I love this juxtaposition of Tokyo’s most common, self-seeding palm tree named Shuro (シュロ, or Trachycarpus fortunei) and fallen yellow ginko leaves. Most people think of fall as defined by maple leaves turning red, or winter as pine trees. This unexpected combination of ginko and palm is an alternative juxtaposition of deciduous and evergreen.
This photo is from “Shuro hill” at Tokyo’s oldest Japanese garden, Koishikawa Korakuen (小石川小楽園), created in the early Edo period by the second Tokugawa ruler. This area is also called “Kiso yama,”with the mountain, path, and stream designed to evoke the Kyoto highway. This is but one of many garden scenes that miniaturize famous places in Japan and China. My appreciation of this garden is indebted to the passion and knowledge shared by my professor Suzuki Makoto who gives the most extraordinary tour.

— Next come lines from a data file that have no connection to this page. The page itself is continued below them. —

Issue #9987, opened 2022-01-23
Kill centralized /quadraticlands and forward to DAO-owned page


nfrgosselin:
**User Story:**
As a Gitcoin user
I want to only see the decentralized version of the Quadratic Lands site
So that I am only seeing the correct, community-owned information

**Acceptance Criteria**
GIVEN that I am on gitcoin.co
WHEN I try to visit https://gitcoin.co/quadraticlands
THEN I am sent to http://decentralized.quadraticlands.com/

**Product & Design Links:**
we no longer should be maintaining this portion of the site.  it is now managed by the DAO per https://gitcoin.co/issue/gitcoinco/skunkworks/239/100026286

**Tech Details:**

**Open Questions:**

**Notes/Assumptions:**
Ported over from https://gitcoin.atlassian.net/browse/GITC-348?atlOrigin=eyJpIjoiMGUyMWM0MmVmZDliNGYyYThjNDhlMDNiY2UwNWE3N2MiLCJwIjoiaiJ9

schultztimothy:
@nfrgosselin @thelostone-mc While looking into #10016 I ran into an error here: https://gitcoin.co/profile/trust where the trust bonus is trying to access the profile's players. Which looks like is located in the quadraticlands model https://github.com/gitcoinco/web/blob/dc3acc5453d1db5b3fdef990ab8b438f99b45413/app/quadraticlands/models.py#L214.

Thanks!

thelostone-mc:
Ah this is the quad diplomacy which was a fun experiment we had built out.

I would lean towards removing this as 
- it was never marketed + only staff enabled 
- we have only test data in live

https://gitcoin.co/_administrationquadraticlands/game/

schultztimothy:
Awesome thanks for the clarification!

PR #10137, opened 2022-02-09
9987 kill quadratic lands w migrations

schultztimothy:
Description
As a Gitcoin user
I want to only see the decentralized version of the Quadratic Lands site
So that I am only seeing the correct, community-owned information

Acceptance Criteria
GIVEN that I am on gitcoin.co
WHEN I try to visit https://gitcoin.co/quadraticlands
THEN I am sent to http://decentralized.quadraticlands.com/

we no longer should be maintaining this portion of the site. it is now managed by the DAO per https://gitcoin.co/issue/gitcoinco/skunkworks/239/100026286

Refers/Fixes
fixes: https://github.com/gitcoinco/web/issues/9987

According to https://techstream.org/Bits/Remove-App-From-Django-Project its best to follow this up with another [PR](https://github.com/gitcoinco/web/pull/10138) that fully removes the app from the monorepo. Still pretty new to django so open to suggestions on this 😄


app/dashboard/tasks.py
```diff
@@ -281,12 +281,6 @@ def update_trust_bonus(self, pk):
         tb += 0.15
     # if profile.is_duniter_verified:
     #     tb *= 1.001
-    qd_tb = 0
```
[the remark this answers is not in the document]
thelostone-mc: lgtm

app/quadraticlands/migrations/0001_initial.py
```diff
@@ -40,7 +40,7 @@ class Migration(migrations.Migration):
             fields=[
                 ('id', models.AutoField(auto_created=True, primary_key=True, serialize=False, verbose_name='ID')),
                 ('created_on', models.DateTimeField(auto_now=True)),
-                ('claim_total', quadraticlands.models.Uint256Field(default=0)),
+                ('claim_total', models.DateTimeField(auto_now=True)),
                 ('distribution', django.contrib.postgres.fields.jsonb.JSONField(default=dict)),
                 ('profile', models.ForeignKey(on_delete=django.db.models.deletion.CASCADE, related_name='initial_distribution', to='dashboard.Profile')),
             ],
```
thelostone-mc, line 46: ^ could we undo the changes to the migration file as production already has them

thelostone-mc (changes requested):
I'm good with this approach ! 
Left a comment on the migration update but otherwise LGTM

app/quadraticlands/migrations/0001_initial.py
schultztimothy: Ahhh yeah good call!

When I include the `quadraticlands` model it throws an error and the app won't compile locally. 

I updated it so that it is still a `Uint256Field` but open to suggestions on other ways around that 😄

thelostone-mc: Hmm the issue with that is -> it's not what is running on the server.
Since we'd en up removing this in a follow up PR 
Just to be on the safer side -> maybe we just keep it as original

schultztimothy: Sounds good and makes sense 🚀 I reverted so there are no changes to this file

thelostone-mc (approved):

app/app/views.py
```diff
@@ -0,0 +1,5 @@
+from django.shortcuts import redirect
+
+def redirect_view(request):
+    response = redirect('http://decentralized.quadraticlands.com/')
+    return response
```
ksolo, line 5:
```suggestion
    return redirect('https://decentralized.quadraticlands.com/')
```

ksolo (approved):
one small suggestion (non-blocker).

looks good!

app/dashboard/tasks.py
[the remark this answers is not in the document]
gdixon: We had it in place for a while but backed it out, there might also be some remnants in `app/assets/v2/js/pages/profile-trust.js` and it looks like you've caught the `app/dashboard/views.py` side of it!! 🚀

gdixon (approved):
LGTM! I've a left a comment about somewhere that might have been missed, but other than that, looking great! 🚀

app/dashboard/tasks.py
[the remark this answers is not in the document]
thelostone-mc: Ah nice one ! I'll remove that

This last image shows the juxtaposition between this nearly 400 year old garden and modern Tokyo. In the background are Tokyo Dome (right) and the Bunkyo ward office (left). Many of the garden structures were destroyed during the 1945 fire-bombing of Tokyo, and the garden reduced in size by post-war development.
Despite its abbreviated size, the garden is large enough that only later did I realize I forgot to see the rice paddy on the north side. The loud bird cries indicate that this garden is a critical nature sanctuary in a crowded city.
San Francisco palm expert Jason Dewees, of Flora Grubb Gardens, recently visited Tokyo, the Seto Inland Sea and Yakushima, and documented his horticultural findings on the International Palm Society’s travel forum. Together we created Palm Sundae several years ago in Northern California. Above is one of his photos.
Packed with photos, Jason’s post is an expert traveler’s guide to urban trees and plants with a palm focus, as well as Seto Inland Sea palms and exotic plants found on Yakushima, Japan’s wettest place whose high mountains feature ancient Cryptomeria trees (commonly called cedar in English and sugi in Japanese). In Tokyo, Jason identified two main types of palm trees: Trachycarpus fortunei, self-seeding in roadside plant beds, in small parks, as well as in the wooded areas of Meiji Jingu, and Tracheycarpus wagnerianus in residential gardens. Trachycarpus fortunei is known in Japanese as shuro (シュロ, 棕櫚), and has been used for many traditional crafts including paper making and brooms. Jason also discovered and photographed in Tokyo potted and in the ground Rhapis palms, both common and unusual.